WORK TO BE COMPLETED – Restate, word for word, the lines from the opening line of the data through the line containing "KiTrap0EHandler(IN PKTRAP_FRAME TrapFrame)", both included, and nothing else.

Data records –
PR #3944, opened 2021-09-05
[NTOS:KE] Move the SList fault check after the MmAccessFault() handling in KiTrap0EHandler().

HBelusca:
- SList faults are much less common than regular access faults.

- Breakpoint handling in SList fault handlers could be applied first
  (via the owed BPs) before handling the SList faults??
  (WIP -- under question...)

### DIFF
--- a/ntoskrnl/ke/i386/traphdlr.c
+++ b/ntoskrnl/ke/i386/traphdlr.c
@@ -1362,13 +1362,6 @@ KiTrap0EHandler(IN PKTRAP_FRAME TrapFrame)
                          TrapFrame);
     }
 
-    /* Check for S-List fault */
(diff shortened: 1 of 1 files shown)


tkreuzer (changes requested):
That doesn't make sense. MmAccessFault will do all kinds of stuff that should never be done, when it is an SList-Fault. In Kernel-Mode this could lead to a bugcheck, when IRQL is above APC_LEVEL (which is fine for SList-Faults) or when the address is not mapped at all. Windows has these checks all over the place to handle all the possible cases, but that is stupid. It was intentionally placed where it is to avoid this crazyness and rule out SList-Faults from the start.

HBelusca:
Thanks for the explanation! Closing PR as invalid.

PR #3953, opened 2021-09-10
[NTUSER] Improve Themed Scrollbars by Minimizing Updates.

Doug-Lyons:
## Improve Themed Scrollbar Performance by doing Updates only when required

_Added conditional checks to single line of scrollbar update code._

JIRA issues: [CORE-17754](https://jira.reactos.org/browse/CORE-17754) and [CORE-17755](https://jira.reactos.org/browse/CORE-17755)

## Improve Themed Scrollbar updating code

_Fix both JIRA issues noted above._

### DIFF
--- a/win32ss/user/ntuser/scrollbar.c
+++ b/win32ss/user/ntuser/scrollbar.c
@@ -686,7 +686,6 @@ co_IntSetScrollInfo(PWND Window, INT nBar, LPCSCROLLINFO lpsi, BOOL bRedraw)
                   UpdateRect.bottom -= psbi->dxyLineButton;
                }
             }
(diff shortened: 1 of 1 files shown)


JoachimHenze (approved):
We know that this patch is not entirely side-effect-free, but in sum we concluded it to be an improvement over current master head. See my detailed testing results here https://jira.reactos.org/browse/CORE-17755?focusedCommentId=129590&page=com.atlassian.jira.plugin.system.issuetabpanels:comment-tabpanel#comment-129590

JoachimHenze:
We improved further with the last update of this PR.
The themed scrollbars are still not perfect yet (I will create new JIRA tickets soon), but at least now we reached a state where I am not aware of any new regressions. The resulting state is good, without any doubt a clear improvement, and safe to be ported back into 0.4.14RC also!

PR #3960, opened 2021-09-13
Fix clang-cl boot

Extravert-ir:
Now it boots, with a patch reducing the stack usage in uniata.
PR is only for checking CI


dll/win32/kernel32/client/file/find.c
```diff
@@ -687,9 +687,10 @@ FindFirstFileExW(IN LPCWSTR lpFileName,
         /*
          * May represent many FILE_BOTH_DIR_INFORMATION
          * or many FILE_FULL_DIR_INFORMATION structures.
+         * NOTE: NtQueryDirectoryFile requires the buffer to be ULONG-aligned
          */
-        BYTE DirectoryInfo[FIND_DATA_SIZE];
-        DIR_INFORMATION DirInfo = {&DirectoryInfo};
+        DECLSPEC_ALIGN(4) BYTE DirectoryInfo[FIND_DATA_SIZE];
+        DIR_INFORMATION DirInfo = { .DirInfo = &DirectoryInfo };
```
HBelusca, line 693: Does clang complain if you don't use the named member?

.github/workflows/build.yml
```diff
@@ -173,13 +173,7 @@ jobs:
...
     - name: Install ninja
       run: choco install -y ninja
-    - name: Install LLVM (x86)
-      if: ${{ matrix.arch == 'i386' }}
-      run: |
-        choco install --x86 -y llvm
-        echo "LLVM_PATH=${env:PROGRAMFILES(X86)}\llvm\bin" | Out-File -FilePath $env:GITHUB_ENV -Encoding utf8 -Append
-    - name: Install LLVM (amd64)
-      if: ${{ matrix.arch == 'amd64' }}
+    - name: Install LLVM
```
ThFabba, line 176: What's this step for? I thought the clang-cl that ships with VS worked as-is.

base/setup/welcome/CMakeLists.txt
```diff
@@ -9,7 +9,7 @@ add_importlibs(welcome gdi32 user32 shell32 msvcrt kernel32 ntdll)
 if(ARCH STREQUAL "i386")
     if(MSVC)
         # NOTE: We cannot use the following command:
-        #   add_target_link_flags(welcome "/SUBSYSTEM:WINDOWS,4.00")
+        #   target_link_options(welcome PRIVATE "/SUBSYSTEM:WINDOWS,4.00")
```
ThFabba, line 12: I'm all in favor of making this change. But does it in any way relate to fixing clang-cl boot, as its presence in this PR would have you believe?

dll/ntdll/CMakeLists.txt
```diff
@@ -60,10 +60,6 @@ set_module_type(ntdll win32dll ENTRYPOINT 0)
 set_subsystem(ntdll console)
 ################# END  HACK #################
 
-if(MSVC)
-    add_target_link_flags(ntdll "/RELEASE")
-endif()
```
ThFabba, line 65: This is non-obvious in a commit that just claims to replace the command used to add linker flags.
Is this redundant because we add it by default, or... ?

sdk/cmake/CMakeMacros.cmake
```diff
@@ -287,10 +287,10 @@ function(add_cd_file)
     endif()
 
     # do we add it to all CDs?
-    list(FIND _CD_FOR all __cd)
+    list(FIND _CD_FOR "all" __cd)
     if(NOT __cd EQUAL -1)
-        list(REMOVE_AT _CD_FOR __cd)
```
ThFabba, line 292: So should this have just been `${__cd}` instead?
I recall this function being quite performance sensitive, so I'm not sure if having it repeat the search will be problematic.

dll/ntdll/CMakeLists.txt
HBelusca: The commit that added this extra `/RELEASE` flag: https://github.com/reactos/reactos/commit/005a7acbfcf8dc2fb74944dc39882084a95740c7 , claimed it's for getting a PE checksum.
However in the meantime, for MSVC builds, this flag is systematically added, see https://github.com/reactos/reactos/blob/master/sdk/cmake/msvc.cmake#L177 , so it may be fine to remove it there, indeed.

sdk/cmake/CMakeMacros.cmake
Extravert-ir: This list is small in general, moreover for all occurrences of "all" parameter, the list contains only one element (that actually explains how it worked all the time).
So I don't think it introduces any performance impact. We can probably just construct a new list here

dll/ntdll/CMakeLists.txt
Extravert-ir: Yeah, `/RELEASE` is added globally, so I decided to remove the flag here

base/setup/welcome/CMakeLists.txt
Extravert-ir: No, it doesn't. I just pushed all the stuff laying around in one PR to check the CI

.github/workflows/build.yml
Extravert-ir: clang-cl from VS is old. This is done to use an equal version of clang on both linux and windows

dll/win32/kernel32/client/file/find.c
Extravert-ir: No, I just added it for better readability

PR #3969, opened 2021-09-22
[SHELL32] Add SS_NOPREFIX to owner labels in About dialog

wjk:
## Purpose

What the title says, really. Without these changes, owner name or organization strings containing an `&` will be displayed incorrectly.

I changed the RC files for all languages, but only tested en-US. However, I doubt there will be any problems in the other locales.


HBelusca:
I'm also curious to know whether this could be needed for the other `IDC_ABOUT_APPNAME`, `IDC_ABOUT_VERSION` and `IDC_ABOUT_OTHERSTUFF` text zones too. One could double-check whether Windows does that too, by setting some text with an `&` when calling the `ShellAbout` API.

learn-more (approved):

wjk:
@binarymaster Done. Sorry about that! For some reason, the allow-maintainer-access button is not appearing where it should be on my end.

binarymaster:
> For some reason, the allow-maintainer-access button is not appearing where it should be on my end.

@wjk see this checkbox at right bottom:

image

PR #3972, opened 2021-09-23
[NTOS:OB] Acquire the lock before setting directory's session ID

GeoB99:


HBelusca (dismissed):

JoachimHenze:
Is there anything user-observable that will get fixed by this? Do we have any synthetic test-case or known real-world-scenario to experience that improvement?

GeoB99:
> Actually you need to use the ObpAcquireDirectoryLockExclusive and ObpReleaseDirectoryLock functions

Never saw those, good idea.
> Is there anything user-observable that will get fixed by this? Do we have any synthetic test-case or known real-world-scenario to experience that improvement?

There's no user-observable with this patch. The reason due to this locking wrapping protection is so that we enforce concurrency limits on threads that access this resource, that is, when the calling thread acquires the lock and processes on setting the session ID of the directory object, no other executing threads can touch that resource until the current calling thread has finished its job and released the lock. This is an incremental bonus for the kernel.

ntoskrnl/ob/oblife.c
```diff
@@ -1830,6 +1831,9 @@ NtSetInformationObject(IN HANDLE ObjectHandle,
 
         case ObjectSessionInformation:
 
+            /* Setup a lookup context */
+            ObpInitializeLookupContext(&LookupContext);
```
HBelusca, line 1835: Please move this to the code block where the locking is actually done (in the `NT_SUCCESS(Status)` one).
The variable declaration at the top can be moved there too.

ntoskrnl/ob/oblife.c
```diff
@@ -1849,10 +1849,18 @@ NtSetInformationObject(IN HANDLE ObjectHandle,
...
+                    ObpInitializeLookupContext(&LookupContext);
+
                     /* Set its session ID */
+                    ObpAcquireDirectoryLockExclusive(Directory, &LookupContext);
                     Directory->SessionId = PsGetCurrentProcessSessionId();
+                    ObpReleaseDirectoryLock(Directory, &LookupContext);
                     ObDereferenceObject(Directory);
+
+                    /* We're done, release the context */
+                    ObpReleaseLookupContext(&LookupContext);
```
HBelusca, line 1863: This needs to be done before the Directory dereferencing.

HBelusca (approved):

REPLY –
PR #3944, opened 2021-09-05
[NTOS:KE] Move the SList fault check after the MmAccessFault() handling in KiTrap0EHandler().

HBelusca:
- SList faults are much less common than regular access faults.

- Breakpoint handling in SList fault handlers could be applied first
  (via the owed BPs) before handling the SList faults??
  (WIP -- under question...)

### DIFF
--- a/ntoskrnl/ke/i386/traphdlr.c
+++ b/ntoskrnl/ke/i386/traphdlr.c
@@ -1362,13 +1362,6 @@ KiTrap0EHandler(IN PKTRAP_FRAME TrapFrame)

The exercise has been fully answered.